6º. As Comarcas do Estado de Sergipe ficam agrupadas em cinco (5) Circunscrições:

5ª Circunscrição: as de Propriá, Aquidabã, Canindé do São Francisco, Cedro de São João, Gararu, Japaratuba, Neópolis, Pacatuba, Porto da Folha e Poço Redondo".

Depois da incessante luta para a criação da Comarca de 1ª Entrância em Poço Redondo, eis que alguns membros do Poder Judiciário, notadamente alguns desembargadores atiçados por juízes em início de carreira (juízes substitutos), certamente feridos pela vaidade confrontando com pobreza sertaneja, começaram a traçar movimentos para extinguir a comarca. Com justificativas as mais absurdas, verdade é que há muito que buscaram formas de afastar o comando jurisdicional estatal daquele município feio, distante e pobre, como muitos alegaram.

A imprensa testemunhou tais tentativas, e é preciso que o sertanejo conheça alguns dos seus conteúdos para ter a noção do que foi tramado contra ele durante tanto tempo. Vejamos:

"O Tribunal Pleno do TJSE analisou na quarta-feira, 22, uma alternativa para não precisar transformar a Comarca de Poço Redondo em Distrito Judiciário. Até então essa era a única forma encontrada para melhorar a difícil situação de prestação jurisdicional no município, motivada pela grande rotatividade de juízes.

A solução veio do Conselho Nacional de Justiça – CNJ, que na terça-feira, 21, editou a Resolução N° 13. Por meio dela, vai ser possível criar uma retribuição para o juiz que trabalhe em Comarcas de difícil provimento, como é o caso de Poço Redondo.

Por isso, a Resolução N° 10/2006, que tratava da mudança da Comarca em Distrito, não vai mais ser enviada à Assembléia Legislativa. Segundo a presidente do TJSE, desa. Marilza Maynard Salgado de Carvalho, agora será feito um estudo de como será prestada a retribuição ao juiz da Comarca e, assim incentivar que os magistrados que sejam titulares de lá não deixem a Comarca em curtos espaços de tempo" (Fonte: TJSE, 24/03/2006 - www.informesergipe.com).

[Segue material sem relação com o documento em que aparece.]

Issue #972, opened 2022-11-25
[sveltekit-pod] RepositoryCard.spec.ts: Uncomment the skipped test


kenslachtajr:
svelte-kit-scss/src/lib/components/RepositoryCard/RepositoryCard.spec.ts
In order to expidite merging we commented out a failing test.
- line 38: `it('should should render repo last update', () => {` test is commented out
Please uncomment and fix, or remove test if it is not appropriate

PR #986, opened 2022-11-29
[sveltekit-pod] RepositoryCard.spec.ts: Uncomment the skipped test

iansamz:
Resolves: #972

> File: svelte-kit-scss/src/lib/components/RepositoryCard/RepositoryCard.spec.ts
> In order to expidite merging we commented out a failing test.
> - line 38: `it('should should render repo last update', () => {` test is commented out
> Please uncomment and fix, or remove test if it is not appropriate

### DIFF
--- a/svelte-kit-scss/src/lib/components/RepositoryCard/RepositoryCard.spec.ts
+++ b/svelte-kit-scss/src/lib/components/RepositoryCard/RepositoryCard.spec.ts
@@ -2,6 +2,7 @@ import { beforeEach } from 'vitest';
 import { render, screen } from '@testing-library/svelte';
 import RepositoryCard from './RepositoryCard.svelte';
 import { topRepositoriesFixture } from '$lib/fixtures';
+import { relativeTimeFmt } from '../../helpers';
 
 describe('RepositoryCard', () => {
   beforeEach(() => {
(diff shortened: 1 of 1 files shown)


svelte-kit-scss/src/lib/components/RepositoryCard/RepositoryCard.spec.ts
```diff
@@ -35,8 +36,8 @@ describe('RepositoryCard', () => {
     expect(license).toBeTruthy();
   });
 
-  // it('should should render repo last update', () => {
-  //   const lastUpdate = screen.getByText(/weeks ago/);
-  //   expect(lastUpdate).toBeTruthy();
-  // });
+  it('should should render repo last update', () => {
+    const lastUpdate = screen.getByText(relativeTimeFmt('2022-10-25T16:41:51Z'));
```
BigAB, line 40: What was the problem here?

It seems to me like the original text was "correct" in that it was expecting a certain string to appear based on the fixtures, but now we are using an implementation detail in the test, to assert the text shown.

iansamz: The relative time was changing breaking the test. Putting a hard coded string will not work in this  case

BigAB: I see.
So I understand then, the fixtures have a set time, which then displays in the component as relative to "now", which of course changes whenever the test is run.

This is a tricky but common problem.

I think since the `relativeTimeFmt` is a direct dependancy of the `RepositoryCard`, that this use in the test is appropriate, an alternative would've been to mock `relativeTimeFmt` which seems excessive, so that's just a long winded way of saying, this is good.

BigAB (approved):

Issue #969, opened 2022-11-25
[sveltekit-pod] Dropdown: Add aria-attributes to our custom multiselect dropdown


kenslachtajr:
svelte-kit-scss/src/lib/components/shared/Dropdown/item-templates/DropdownItemTemplateCheckbox.svelte
   + related files if required
- I think we need to add some aria listbox attributes to this custom multi select dropdown
- https://www.w3.org/TR/wai-aria-1.1/#listbox
This will demonstrate our commitment to accessibility and show that we are aware of it in our showcases.

PR #987, opened 2022-11-29
[sveltekit-pod] Dropdown: Add aria-attributes to our custom multiselect dropdown

iansamz:
Resolves: #969

> File: svelte-kit-scss/src/lib/components/shared/Dropdown/item-templates/DropdownItemTemplateCheckbox.svelte
>    + related files if required
> - I think we need to add some aria listbox attributes to this custom multi select dropdown
> - https://www.w3.org/TR/wai-aria-1.1/#listbox
> This will demonstrate our commitment to accessibility and show that we are aware of it in our showcases.
>


BigAB (approved):
We are going to need more than this for an accessible dropdown multiselect, but for now this is good, we can improve as a ticket in itself

PR #989, opened 2022-11-29
Solid/fix header not showing on refresh

hdJerry:
Header is not showing are a result of not persisting certain datas. Find a way to persist the token and ensure the data required for the header is fetched accordingly


AllStackDev1 (approved):
LGTM

Issue #990, opened 2022-11-29
Remove Max width on repo header


iansamz:
![Image](https://user-images.githubusercontent.com/15368874/204534803-b0f831f1-12fe-4766-baa7-153d42a91f3b.png)

PR #991, opened 2022-11-29
Remove Max width on repo header

iansamz:
Resolves: #990

Result: 
image

> 
Image

### DIFF
--- a/svelte-kit-scss/src/routes/(authenticated)/[username]/[repo]/+layout.svelte
+++ b/svelte-kit-scss/src/routes/(authenticated)/[username]/[repo]/+layout.svelte
@@ -6,9 +6,9 @@
   const { repoInfo } = data;
 </script>
 
-<div class="container">
+<div>
   <RepoHeader repo={repoInfo} />
-  <div class="main">
+  <div class="main container">
     <slot />
   </div>
 </div>
--- a/svelte-kit-scss/src/routes/(authenticated)/[username]/[repo]/+layout.svelte
+++ b/svelte-kit-scss/src/routes/(authenticated)/[username]/[repo]/+layout.svelte
@@ -6,17 +6,10 @@
   const { repoInfo } = data;
 </script>
 
-<div>
-  <RepoHeader repo={repoInfo} />
-  <div class="main container">
-    <slot />
-  </div>
+<RepoHeader repo={repoInfo} />
+<div class="container">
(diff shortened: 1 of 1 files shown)


svelte-kit-scss/src/routes/(authenticated)/[username]/[repo]/+layout.svelte
```diff
@@ -6,9 +6,9 @@
   const { repoInfo } = data;
 </script>
 
-<div class="container">
+<div>
   <RepoHeader repo={repoInfo} />
-  <div class="main">
+  <div class="main container">
```
Comment (BigAB) [inline svelte-kit-scss/src/routes/(authenticated)/[username]/[repo]/+layout.svelte:11]: If you look at the `<style>` tag, you can see you are maybe having unintended changes.

Now there is no `.main` that is a descendent of `.container` and there is nothing styling or using the `.main` class anymore.

I think this looks fine though so you can probably just remove the `container` class entirely and the whole `<style>` tag, and there is an extra unneeded `<div>` in the template...  it can probably just be

```svelte
<script lang="ts">
  import RepoHeader from '$lib/components/Repo/RepoHeader/RepoHeader.svelte';
  import type { LayoutServerData } from './$types';

  export let data: LayoutServerData;
  const { repoInfo } = data;
</script>

<RepoHeader repo={repoInfo} />
<div class="container">
  <slot />
</div>

```

...and now that I am looking we don't use `repo` or `username` from the server data 🤷‍♂️

BigAB (changes requested):

svelte-kit-scss/src/routes/(authenticated)/[username]/[repo]/+layout.svelte
```diff
@@ -6,17 +6,10 @@
...
-  <div class="main">
-    <slot />
-  </div>
+  <slot />
 </div>
 
 <style lang="scss">
-  .container {
-    .main {
-      padding: 1.5rem;
```
Comment (BigAB) [inline svelte-kit-scss/src/routes/(authenticated)/[username]/[repo]/+layout.svelte:19]: Did we need this `padding: 1.5rem` though?

Comment (iansamz) [reply svelte-kit-scss/src/routes/(authenticated)/[username]/[repo]/+layout.svelte:19]: No it was not needed

Comment (iansamz) [reply svelte-kit-scss/src/routes/(authenticated)/[username]/[repo]/+layout.svelte:19]: No it wasnt needed

BigAB (approved):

Verdade é que não haveria necessidade alguma da interferência do Conselho Nacional de Justiça para sanar tal problema. Ora, se o Tribunal de Justiça de Sergipe não tem pulso forte para fazer com que os seus magistrados, sejam substitutos ou não, vão prestar seus serviços jurisdicionais aonde forem designados, também não haveria razão de ser a existência de uma Organização Judiciária do Estado de Sergipe. Bastaria rasgar e perguntar aos magistrados onde acham melhor trabalhar, onde querem ou não prestar seus serviços.

Do mesmo modo, não haveria necessidade alguma de dar incentivos a mais aos juízes "que queiram prestar favores trabalhando em Poço Redondo". Além de ferir o princípio da isonomia salarial – algo que o judiciário deveria saber que existe -, seria vergonhoso para uma instância superior se submeter aos mimos de magistrados descontentes, por exemplo, com a distância do lugar ou porque faz muito calor no município.

Ainda assim, o Poder Judiciário pleiteou junto ao Executivo e este elaborou e promulgou a Lei Complementar nº 129, de 21 de julho de 2006 (Dispõe sobre o teto remuneratório constitucional da Magistratura e dá outras providências):

"O GOVERNADOR DO ESTADO DE SERGIPE,

Faço saber que a Assembléia Legislativa do Estado de Sergipe aprovou e que eu sanciono a seguinte Lei Complementar:

Art. 1° Os Magistrados farão jus à percepção das seguintes verbas, que não serão incorporáveis ao subsídio mensal:

I - gratificação para Juiz que atue na comarca de Poço Redondo, considerada de difícil provimento - 12% (doze por cento) do respectivo subsídio mensal;

................................

Art. 2° O juiz que estiver atuando na Comarca de Poço Redondo, titular ou não, perceberá a retribuição mencionada no inciso I, do art. 1°, desta lei, enquanto perdurar o seu exercício, não havendo concessão nas hipóteses de afastamento para fins de férias, licenças e outras previstas em lei".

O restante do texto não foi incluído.